Wednesday, November 14, 2007

Database Politics

Recently, I interviewed the "fake boarding pass guy," Chris Soghoian, and we discussed the design and security problems that take place with "feature creep," when institutions that both maintain large databases and issue documents have those documents or databases used for purposes that were never intended. Soghoian argued that social security cards were a classic case of something used for authentification purposes despite being meant for something else. Another obvious case, which has been much in the news this month, is driver's licenses. Obviously, such licenses are intended only to certify that a person is able to drive a car safely, although they are used to board planes, write checks, borrow gas cans from filling stations, and check-out head-mounted displays at digital art installations.
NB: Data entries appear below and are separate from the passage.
Issue #563, opened 2026-02-23
Stacked pane layouts persist across save/restore cycles


clanghans:
<img width="905" height="129" alt="Image" src="https://github.com/user-attachments/assets/5681c5fd-2447-4298-850b-c188ec85f9fb" />
<img width="1262" height="174" alt="Image" src="https://github.com/user-attachments/assets/1f1e7c0e-1bcc-483c-ac90-30e72fe82202" />

## Problem

After restoring a session, multi-pane windows can end up with panes stacked — the first N-1 panes have a height of 1 row while the last pane takes all remaining space. Once this state is saved, it persists indefinitely across restore cycles.

## Observed Behavior

In affected save files, the layout strings for multi-pane windows encode pane heights of 1 for all panes except the last. This pattern matches what `new_pane()` produces with `resize-pane -U 999`, which temporarily minimizes panes during creation so more can fit. Under normal operation, `restore_window_properties()` applies the saved layout via `select-layout` to redistribute pane sizes after all panes are created.

In the observed case, the stacked layout was present in every available save file, including the oldest (suggesting it entered the save history early and was never corrected).

## Potential Contributing Factors

The following aspects of the current code could allow a stacked layout to enter the save file and persist:

1. **No layout validation after `select-layout`**: If `select-layout` fails or applies a layout that contains height-1 panes, nothing detects this. Panes remain stacked and the next save captures that state.

2. **`select-layout` errors are fully suppressed**: The call in `main()` uses `>/dev/null 2>&1` (line 372), making any failures invisible.

3. **No protection against saving during a restore**: There is nothing preventing tmux-continuum (or a manual save) from running while a restore is in progress. If a save occurs after panes are created but before `select-layout` completes, it would capture the intermediate stacked state.

4. **Self-perpetuating once triggered**: Once a stacked layout is saved, restoring it applies the broken layout via `select-layout` (which "succeeds" since the layout is technically valid), and subsequent saves capture the same state. There is no mechanism to break this cycle.

nullbyte61:
One concrete cause of this: **floating panes on tmux 3.6+**. With a floating pane open, `#{window_layout}` includes the floating pane twice, as an extra child of the root cell and in a trailing `<...>` section. tmux 3.7c rejects that string (`invalid layout`) even when fed straight back to the same window. The error is silenced in `restore_window_properties`, so every pane stays 1 row tall except the last, and the floating panes become tiled.

[...]

PR #593, opened 2026-09-15
Restore floating panes (tmux 3.6+)

nullbyte61:
tmux 3.6+ appends floating panes to `#{window_layout}` as extra children of the root cell, plus a trailing `<...>` section (omitted while a floating pane is zoomed). `select-layout` rejects that string, even fed straight back to the same window, and the error is hidden by `restore_window_properties >/dev/null 2>&1`. Windows with floating panes were restored with every pane stacked vertically, 1 row tall except the last, and the floating panes turned into tiled ones. That is one cause of #563.

**Fix (restore-side):** detect floating cells as the root children that follow once the tiled children fill the root cell. Skip those panes while creating panes, apply the layout without them (checksum recomputed), then recreate them with `new-pane -d -x W -y H -X x -Y y`. Floating panes always have the highest pane indexes in a window, so titles, pane contents and process restore still map to the right panes. Existing save files taken with floating panes restore correctly.

**Also includes #583** (commit by @josh-stephens, cherry-picked unchanged): empty pane titles collapsed the tab-separated fields, so untitled panes restored in the wrong directory. Floating panes set their title separately, so the follow-up commit strips the new `:` prefix there too. This commit changes the saved pane line. Titles in save files written before it lose their first character once on restore. If #583 is merged first, I'll rebase and drop it from here.

**Tested** on tmux 3.7c, save → kill server → restore on isolated servers, each case also run against `cff343c` to confirm it fails there:
- nested splits plus a float
- a single pane plus two floats
- an active float
- a zoomed float, and a zoomed tiled pane with floats present
- process restore inside floats
- running restore twice (no duplicate panes)
- untitled tiled and floating panes


nullbyte61:
Why #583 (@josh-stephens' commit) is part of this PR rather than left to its own:

Restoring a floating pane reads its title and working directory from the same saved `pane` line as every other pane. With an empty `#{pane_title}`, bash's `IFS=$'\t' read` collapses the empty field, and every later field shifts left. An untitled floating pane was recreated in the wrong directory, with its path applied as the title. The test for untitled tiled and floating panes fails on this branch without #583 and passes with it, so the floating-pane restore isn't correct without that fix.

The last commit here (af59689) depends on it too: it strips the `:` prefix that #583 adds, for floating panes, which set their title outside `restore_pane`. Without #583 that commit would drop the first character of every floating pane's title.

The #583 commit is cherry-picked unchanged, with its authorship kept. Only that commit was taken from #583's branch, not the two unrelated commits after it. If #583 is merged first, I'll rebase and drop it from here. If you'd rather review the two separately, #583 has to land before this PR.

nullbyte61:
Note on tmux 3.8: **this PR only matters for 3.7.x.**

tmux `bf43fdc0c7` (in the `3.8-rc` tag, not in 3.7c) replaces the custom layout format with a JSON one that includes floating panes, and `select-layout` accepts it. I built `3.8-rc` (`6f387ee`) and ran the same save → kill server → restore tests:

| tmux | resurrect | windows with floating panes |
| --- | --- | --- |
| 3.7c | master `cff343c` | restored stacked, floats become tiled |
| 3.7c | this branch | restored correctly |
| 3.8-rc | master `cff343c` | restored correctly |
| 3.8-rc | this branch | restored correctly |

On 3.8 the detection here finds no floating panes in a JSON layout and passes it through unchanged, so the branch is inert rather than harmful. It stays useful for anyone on 3.6/3.7, where `b368e89bea` ("disable custom layouts with floating panes for now") makes those layouts unrestorable.

One case still fails on 3.8-rc, identically with and without this branch, and it is a tmux bug rather than a resurrect one: with two or more floating panes, zooming a **tiled** pane sets every floating pane's z-index to the same value, and the duplicates persist after unzooming, so tmux rejects the window's own layout:

```
unzoomed z: "z":0 "z":1     select-layout: ok
zoomed z:   "z":1 "z":1     select-layout: duplicate pane z-index
unzoom z:   "z":1 "z":1     select-layout: duplicate pane z-index
```

Also reproduced on tmux master (`e880cf6`). Zooming a floating pane does not trigger it. I'll report it to tmux.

Facing an outcry from anti-immigration forces, the state of New York just abandoned a proposal that would have allowed undocumented workers who are behind the wheel anyway to be certified as safe and insured, although pro-license politicians chiefly advertised the benefit of adding this portion of the population to a database that could be accessed by law enforcement. California also continues to circulate legislation on the issue, although it has been difficult to get a bill past the governor's veto. To learn more, the National Immigration Law Center maintains a web page on called the Driver's License Index that tracks this issue and even provides talking points for advocates. La Raza provides a similar "toolkit." On the federal side, Congress has introduced the problematic and slow-moving H.R. 4043 to actually take licenses away.